Difference between revisions of "009B Sample Final 1, Problem 2"

We would like to evaluate

${\displaystyle {\frac {d}{dx}}{\bigg (}\int _{-1}^{x}\sin(t^{2})2tdt{\bigg )}}$.

a) Compute ${\displaystyle f(x)=\int _{-1}^{x}\sin(t^{2})2t~dt}$.

b) Find ${\displaystyle f'(x)}$.

c) State the fundamental theorem of calculus.

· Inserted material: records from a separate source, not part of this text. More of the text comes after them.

PR #6011, opened 2026-01-14
Toolset update: MSVC Compiler 19.50.35722

StephanTLavavej:
# Changelog
  * Updated dependencies.
    + Updated MSVC Compiler to 19.50.35722 (now required).
    + Updated CMake to 4.1.2 (now required).
    + Updated Python to 3.14.2 (now required).

# Commits
* Enable [native NVMe][].
  + This is unlikely to observably improve throughput, but I figured it would be nice to do. I manually verified that this takes effect in our prototype VM.
* Cycle locations.
* Python 3.14.2.
* MSVC Compiler 19.50.35722.
* CMake 4.1.2.
* New pools.
* common_reference.compile.pass.cpp is now passing.
* Rename `str` => `s` in Python scripts.
  + Followup to #5888, where internal AI code review noted that `str` has builtin meaning to Python. Python lets us use `str` as a variable name anyways, but that's unnecessarily confusing. We already use `s` when line length is a concern, so we can just follow that consistently. I've manually exercised each altered codepath.
* Azure Pipelines: Consistently use `pwsh` instead of `cmd`
  + See below.

# Using `pwsh` in Azure Pipelines
This has no immediate benefits, but will allow us to do more complicated things in the scripts in the future. We already use `pwsh` in a couple of places for this reason.

In config.yml, replace `VsDevCmd.bat` with `Launch-VsDevShell.ps1`, now that it supports 'arm64' (and 'x64' as a synonym of 'amd64').

In general, this transformation involves:

* Replace [`steps.script`][], which is a shortcut for the [`CmdLine@2` task][], with the [`PowerShell@2` task][].
* Configure it with `pwsh: true` to use new `pwsh` instead of old `powershell`.
* Immediately set [`$PSNativeCommandUseErrorActionPreference`][] to `$true`, which will cause `pwsh` to properly react to failures of native commands like `cmake` and `ninja`.
* Replace `cmd`'s `if exist` and `rmdir` with `pwsh`'s [`Test-Path`][] and [`Remove-Item`][].
* Replace `call "$(vsDevCmdBat)"` with `& "$(launchVsDevShell)"`, using the [call operator `&`][].
* Note that `Launch-VsDevShell.ps1` lacks an analogue of `-no_logo`, so the CI logs will be slightly more verbose.
* Replace the line continuations from `cmd`'s caret `^` to `pwsh`'s backtick `` ` ``.
* In checkout-self.yml, [`mkdir`][] is an alias for `New-Item -Type Directory`. Add `-Force | Out-Null`, as we already do in: https://github.com/microsoft/STL/blob/4634ad466dfdb706ba65e197ec8257d6c7bce25a/azure-devops/format-validation.yml#L41
* In cmake-configure-build.yml, add quotes around the value of `LIT_FLAGS`. This is because it contains double dashes, which `pwsh` will interpret as an operator if they aren't quoted: https://github.com/microsoft/STL/blob/4634ad466dfdb706ba65e197ec8257d6c7bce25a/azure-devops/cmake-configure-build.yml#L21-L27
* In format-validation.yml, add `$PSNativeCommandUseErrorActionPreference = $true` to 'Create Diff' which was already using `pwsh`.
* In run-tests.yml, we need to move `workingDirectory` within `task.inputs`; we can't send it to the `task` itself.

[native NVMe]: https://techcommunity.microsoft.com/blog/windowsservernewsandbestpractices/announcing-native-nvme-in-windows-server-2025-ushering-in-a-new-era-of-storage-p/4477353
[`steps.script`]: https://learn.microsoft.com/en-us/azure/devops/pipelines/yaml-schema/steps-script?view=azure-pipelines
[`CmdLine@2` task]: https://learn.microsoft.com/en-us/azure/devops/pipelines/tasks/reference/cmd-line-v2?view=azure-pipelines
[`PowerShell@2` task]: https://learn.microsoft.com/en-us/azure/devops/pipelines/tasks/reference/powershell-v2?view=azure-pipelines
[`$PSNativeCommandUseErrorActionPreference`]: https://learn.microsoft.com/en-us/powershell/module/microsoft.powershell.core/about/about_preference_variables?view=powershell-7.5#psnativecommanduseerroractionpreference
[`Test-Path`]: https://learn.microsoft.com/en-us/powershell/module/microsoft.powershell.management/test-path?view=powershell-7.5
[`Remove-Item`]: https://learn.microsoft.com/en-us/powershell/module/microsoft.powershell.management/remove-item?view=powershell-7.5
[call operator `&`]: https://learn.microsoft.com/en-us/powershell/module/microsoft.powershell.core/about/about_operators?view=powershell-7.5#call-operator-
[`mkdir`]: https://learn.microsoft.com/en-us/powershell/module/microsoft.powershell.core/about/about_built-in_functions?view=powershell-7.5#mkdir-alias-md

### DIFF
--- a/azure-devops/build-benchmarks.yml
+++ b/azure-devops/build-benchmarks.yml
@@ -14,18 +14,23 @@ parameters:
   type: string
 
 steps:
-- script: |
-    if exist "$(benchmarkBuildOutputLocation)\${{ parameters.compiler }}" (
-      rmdir /S /Q "$(benchmarkBuildOutputLocation)\${{ parameters.compiler }}"
-    )
-    call "$(vsDevCmdBat)" -host_arch=${{ parameters.hostArch }} -arch=${{ parameters.targetArch }} -no_logo
-    cmake -G Ninja ^
-    -DCMAKE_CXX_COMPILER=${{ parameters.compiler }} ^
-    -DCMAKE_BUILD_TYPE=Release ^
-    -DSTL_BINARY_DIR="$(buildOutputLocation)" ^
-    -DVCLIBS_TARGET_ARCHITECTURE=${{ parameters.targetPlatform }} ^
-    -S $(Build.SourcesDirectory)/benchmarks -B "$(benchmarkBuildOutputLocation)\${{ parameters.compiler }}"
+- task: PowerShell@2
   displayName: 'Configure Benchmarks for ${{ parameters.compiler }}'
+  inputs:
+    pwsh: true
+    targetType: inline
+    script: |
+      $PSNativeCommandUseErrorActionPreference = $true
+      if (Test-Path -LiteralPath "$(benchmarkBuildOutputLocation)\${{ parameters.compiler }}") {
+          Remove-Item -LiteralPath "$(benchmarkBuildOutputLocation)\${{ parameters.compiler }}" -Recurse -Force
+      }
+      & "$(launchVsDevShell)" -HostArch ${{ parameters.hostArch }} -Arch ${{ parameters.targetArch }}
+      cmake -G Ninja `
+      -DCMAKE_CXX_COMPILER=${{ parameters.compiler }} `
+      -DCMAKE_BUILD_TYPE=Release `
+      -DSTL_BINARY_DIR="$(buildOutputLocation)" `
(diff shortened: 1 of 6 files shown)


StephanTLavavej:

d) Use the fundamental theorem of calculus to compute ${\displaystyle {\frac {d}{dx}}{\bigg (}\int _{-1}^{x}\sin(t^{2})2t~dt{\bigg )}}$ without first computing the integral.

Foundations:
${\displaystyle u}$-substitution

Solution:

(a)

Step 1:
We proceed using ${\displaystyle u}$-substitution. Let ${\displaystyle u=t^{2}}$. Then, ${\displaystyle du=2tdt}$.
Since this is a definite integral, we need to change the bounds of integration.
Plugging in our values into the equation ${\displaystyle u=t^{2}}$, we get ${\displaystyle u_{1}=(-1)^{2}=1}$ and ${\displaystyle u_{2}=x^{2}}$.

Step 2:
So, we have
${\displaystyle f(x)=\int _{-1}^{x}\sin(t^{2})2t~dt=\int _{1}^{x^{2}}\sin(u)du=\left.-\cos(u)\right|_{1}^{x^{2}}=-\cos(x^{2})+\cos(1)}$.

(b)

Step 1:
From part (a), we have ${\displaystyle f(x)=-\cos(x^{2})+\cos(1)}$.

Step 2:
If we take the derivative, we get ${\displaystyle f'(x)=\sin(x^{2})2x}$.

(c)

Step 1:
The Fundamental Theorem of Calculus has two parts.
The Fundamental Theorem of Calculus, Part 1
Let ${\displaystyle f}$ be continuous on ${\displaystyle [a,b]}$ and let ${\displaystyle F(x)=\int _{a}^{x}f(t)~dt}$.
Then, ${\displaystyle F}$ is a differentiable function on ${\displaystyle (a,b)}$ and ${\displaystyle F'(x)=f(x)}$.

Step 2:
The Fundamental Theorem of Calculus, Part 2
Let ${\displaystyle f}$ be continuous on ${\displaystyle [a,b]}$ and let ${\displaystyle F}$ be any antiderivative of ${\displaystyle f}$.
Then, ${\displaystyle \int _{a}^{b}f(x)~dx=F(b)-F(a)}$

(d)

Final Answer:
(a) ${\displaystyle f(x)=-\cos(x^{2})+\cos(1)}$
(b) ${\displaystyle f'(x)=\sin(x^{2})2x}$
(c) The Fundamental Theorem of Calculus, Part 1
Let ${\displaystyle f}$ be continuous on ${\displaystyle [a,b]}$ and let ${\displaystyle F(x)=\int _{a}^{x}f(t)~dt}$.
Then, ${\displaystyle F}$ is a differentiable function on ${\displaystyle (a,b)}$ and ${\displaystyle F'(x)=f(x)}$.
The Fundamental Theorem of Calculus, Part 2
Let ${\displaystyle f}$ be continuous on ${\displaystyle [a,b]}$ and let ${\displaystyle F}$ be any antiderivative of ${\displaystyle f}$.
Then, ${\displaystyle \int _{a}^{b}f(x)~dx=F(b)-F(a)}$.
(d)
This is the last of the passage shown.